The Fed, in it’s FOMC meeting notes (September 2010 ), announced that it might be using quantitative easing again this year, with the market calling it QE2. In it’s September meeting, it echoed sentiments from its August meeting about the slowing economy and stated that the Committee is prepared to provide “additional accommodation” if necessary – codeword for quantitative easing .
Why is this notable? If the economy were really recovering as nicely as many of us would like to believe, then quantitative easing wouldn’t be necessary. If we’re back on track and we aren’t facing deflation, QE1 worked, and we should just continue on with business as usual. By mentioning the potential for another round of quantitative easing, the FOMC introduces the idea that maybe we’re not recovering as nicely.

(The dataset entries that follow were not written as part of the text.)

Issue #5235, opened 2024-07-23
[lfx-mentorship-2024-September-November] Enhance Karmada controller-manager and schedule testing coverage


XiShanYongYe-Chang:
**CNCF LFX mentorship**
https://github.com/cncf/mentoring/blob/main/programs/lfx-mentorship/2024/03-Sep-Nov/README.md

Mentor: @XiShanYongYe-Chang 

**What would you like to be added:**

Karmada would like to improve the UT coverage of the code to better maintain the quality of the code and reduce the introduction of defects.

Increase the UT coverage rate to 50% to 60% (currently, the UT coverage rate is [28.26%](https://app.codecov.io/gh/karmada-io/karmada) ).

Don’t get too excited though, last week the WSJ said  that QE2 might not happen…
It’s also important to note that in the notes they said that “Information received since the Federal Open Market Committee met in August indicates that the pace of recovery in output and employment has slowed in recent months.” (matching what they said in August about June data) and “… the pace of economic recovery is likely to be more modest in the near term than had been anticipated.” (also matching August).
The zinger was this line – “The Committee will continue to monitor the economic outlook and financial developments and is prepared to provide additional accommodation if needed to support the economic recovery and to return inflation, over time, to levels consistent with its mandate.” That’s the one that seems to predict some future quantitative easing, potentially at November 2nd-3rd meeting today and tomorrow.
I suppose we’ll see what actually happens but the market has already priced in the fact that additional accommodations will be provided.